If $c \neq 0$ then since $b \neq 0$ we take $a = (-c)b^{-1} \mod 5$, where $b^{-1}$ is the multiplicative inverse of $b$ modulo $5$. 
Therefore, in either case, we are done.
Example


*

*Let us continue from $125$. So we have to add $a \times 10^3 + 125$ for some $a$. Here, note that $1000$ leaves the remainder $3 \times 125$ when divided by $5^4 = 625$ so $b = 3$ and $L$ leaves the remainder $1 \times 125$ when divided by $625$, so $c = 1$. So $b^{-1} = 2$(since $2 \times 3 = 1 \mod 5$) and $b^{-1} \times -c = -2  = 3 \mod 5$. Check that $3125$ is a four digit multiple of $625$.

*Next, we want a five digit multiple of $5^5 = 3125$. Here, we have $c = 0$ because $L = 3125$ is a multiple (in fact equal) to $3125$, so we have $a = 5$. Check that $53125$ is a multiple of $3125$.

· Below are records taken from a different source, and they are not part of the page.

PR #431, opened 2020-11-09
Update for compiler API change that removes NonNullable

samarsha:
See microsoft/qsharp-compiler#729.

### DIFF
--- a/build/ci.yml
+++ b/build/ci.yml
@@ -10,7 +10,7 @@ pr:
 
 variables:
   Build.Major: 0
-  Build.Minor: 11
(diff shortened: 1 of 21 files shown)


build/ci.yml
```diff
@@ -10,7 +10,7 @@ pr:
 
 variables:
   Build.Major: 0
-  Build.Minor: 11
+  Build.Minor: 13
```
bettinaheim, line 13: I suggest to set this to 14, since we have some breaking changes coming in with this month.

bettinaheim (approved):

*Next, we want a six digit multiple of $5^6 = 15625$. Here, check that $L =53125$ ,  $c = 2$ and $ b= 2$ as well, so $b^{-1} = 3$ and $3 \times -2 = -6 \equiv 4$ so $453125$ is a multiple of $15625$.
Conclusion
Hence, for all $n$, there exists a multiple of $5^n$ which has exactly $n$ digits, and furthermore consists only of the digits $1,2,3,4,5$ by construction.
Addendum
Maybe the approach might seem a little arbitrary. I actually got the idea from another question I had solved about eight and a half years back (and wrote down the first $21$ terms on the school board!) : Show that there is a multiple of $2^n$ that consists only of the digits $6$ and $7$.
The style of proof there was exactly the same : take such a multiple of $2^n$ and adjoin either a $6$ or $7$ on the left so that things work out for the next power.
Last but not the least, note that the post attached in the comments to the question addresses this question but does not give a proof. Rather, it uses this fact to prove that every number not ending with zero has a multiple with no zero in its representation. In fact, as pointed out, such a number can also be made to consist solely of the digits $1,2,3,4,5,6,7$.